- **Work to be completed**
Retype every entry exactly, down to the last character.

Available data Block Start

PR #9378, opened 2024-11-04
 fix: Don't require a name for the root package.json.

anthonyshew:
### Description

There doesn't necessarily need to be a `name` field in the root package.json, since it won't get used for other work throughout the graph.

### Testing Instructions

I wrote a test and tested against `create-turbo` by removing the `name` field from the root package.json

### DIFF
--- a/crates/turborepo-repository/src/package_graph/mod.rs
+++ b/crates/turborepo-repository/src/package_graph/mod.rs
@@ -914,4 +914,17 @@ mod test {
             ))
         );
     }
+
+    #[tokio::test]
+    async fn test_does_not_require_name_for_root_package_json() {
+        let root =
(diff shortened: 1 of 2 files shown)


crates/turborepo-repository/src/package_graph/mod.rs
```diff
@@ -145,9 +145,21 @@ impl PackageGraph {
...
+                Some("") => {
+                    return Err(Error::PackageJsonMissingName(package_json_path));
+                }
+                None => {
+                    // We don't need to require a name for the root package.json.
+                    if package_json_path == self.repo_root.join_component("package.json") {
+                        continue;
+                    }
+
+                    let package_json_path = self.repo_root.resolve(info.package_json_path());
```
anthonyshew, line 159: Oops, shadowed it, pls rm.

chris-olszewski (approved):
LGTM. Only a small suggested change to the validation logic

Available data Block End

- **Task solution**
PR #9378, opened 2024-11-04
 fix: Don't require a name for the root package.json.

anthonyshew:
### Description

There doesn't necessarily need to be a `name` field in the root package.json, since it won't get used for other work throughout the graph.

### Testing Instructions

I wrote a test and tested against `create-turbo` by removing the `name` field from the root package.json

### DIFF
--- a/crates/turborepo-repository/src/package_graph/mod.rs
+++ b/crates/turborepo-repository/src/package_graph/mod.rs
@@ -914,4 +914,17 @@ mod test {
             ))
         );
     }
+
+    #[tokio::test]
+    async fn test_does_not_require_name_for_root_package_json() {
+        let root =
(diff shortened: 1 of 2 files shown)


crates/turborepo-repository/src/package_graph/mod.rs
```diff
@@ -145,9 +145,21 @@ impl PackageGraph {
...
+                Some("") => {
+                    return Err(Error::PackageJsonMissingName(package_json_path));
+                }
+                None => {
+                    // We don't need to require a name for the root package.json.
+                    if package_json_path == self.repo_root.join_component("package.json") {
+                        continue;
+                    }
+
+                    let package_json_path = self.repo_root.resolve(info.package_json_path());
```
anthonyshew, line 159: Oops, shadowed it, pls rm.

chris-olszewski (approved):
LGTM. Only a small suggested change to the validation logic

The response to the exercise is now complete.